= Sorbent tube =

Sorbent tubes are the most widely used collection media for sampling hazardous gases and vapors in air, mostly as it relates to industrial hygiene. They were developed by the US National Institute for Occupational Safety and Health (NIOSH) for air quality testing of workers. Sorbent Tubes are available from CARO Analytical Services, SKC Inc., 7Solutions BV, Uniphos Ltd., SKC Ltd, Zefon International, Sigma-Aldrich/Supelco and Markes International. SKC Inc. manufactured the first commercially available sorbent tubes. XAD2 Tubes.

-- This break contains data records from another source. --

PR #3276, opened 2024-05-14
refactor(linter): rewrite react/require-render-return

### LINKED ISSUE #3245: perf(linter): react/require_render_return
react/require_render_return is slow

image

It seems like we need follow https://github.com/jsx-eslint/eslint-plugin-react/blob/master/lib/rules/require-render-return.js

mysteryven:
Closes: #3245

It's gone now, curious about why didn't have performance improvement.

CleanShot 2024-05-14 at 20 57 17@2x

This picture generated by running all the rules.

### DIFF
--- a/crates/oxc_linter/src/rules/react/require_render_return.rs
+++ b/crates/oxc_linter/src/rules/react/require_render_return.rs
@@ -1,18 +1,15 @@
-use oxc_ast::{
-    ast::{Argument, ClassElement, Expression, FunctionBody, ObjectPropertyKind},
-    AstKind,
-};
+use oxc_ast::{ast::Expression, AstKind};
 use oxc_diagnostics::OxcDiagnostic;
 
 use oxc_macros::declare_oxc_lint;
-use oxc_span::Span;
+use oxc_semantic::AstNodeId;
+use oxc_span::{GetSpan, Span};
+use rustc_hash::FxHashSet;
 
 use crate::{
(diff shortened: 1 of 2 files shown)


crates/oxc_linter/src/rules/react/require_render_return.rs
```diff
@@ -52,69 +49,116 @@ declare_oxc_lint!(
...
-                        _ => None,
-                    })
-                {
-                    if is_arrow_function_expression || has_return_in_fn_body(fn_body) {
-                        return;
-                    }
-
-                    ctx.diagnostic(require_render_return_diagnostic(fn_body.span));
-                }
+        for node in ctx.nodes().iter() {
```
Boshen, line 55: Is it possible to not iterate through nodes in in `run_once` for correctness rules?

Boshen:
I don't get this ... https://github.com/jsx-eslint/eslint-plugin-react/blob/d97e3ed96afe77a56fdc6fc7bdec11c28bc256e2/lib/rules/require-render-return.js#L45-L47

Why does it need to save the component and then evaluate it on program exit?

Boshen:
If we are inside the render method, are we able to find explicit returns through the control flow graph 🤔 ?

mysteryven:
After reviewing the hook rule, I have a poor concept of cfg, it will be fun to give it a try!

Sorbent tubes are typically made of glass and contain various types of solid adsorbent material (sorbents). Commonly used sorbents include activated charcoal, silica gel, and organic porous polymers such as Tenax and Amberlite XAD resins. Solid sorbents are selected for sampling specific compounds in air because they:

1. Trap and retain the compound(s) of interest even in the presence of other compounds
2. Do not alter the compound(s) of interest
3. Allow collected compounds to be easily desorbed or extracted for analysis

Sorbent tubes are attached to air sampling pumps for sample collection. A pump with a calibrated flow rate in ml/min is normally placed on a worker’s belt and it draws a known volume of air through the sorbent tube. Alternatively, pumps and sorbent tubes are placed in areas for fixed-point sampling. Chemicals are trapped onto the sorbent material throughout the sampling period.

Occasionally, when desorbing the air sample from the sorbent tube, a large portion of the analyte will fail to go into the solution. In these cases, the sorbent tubes will have to be adjusted for desorption efficiency (DE).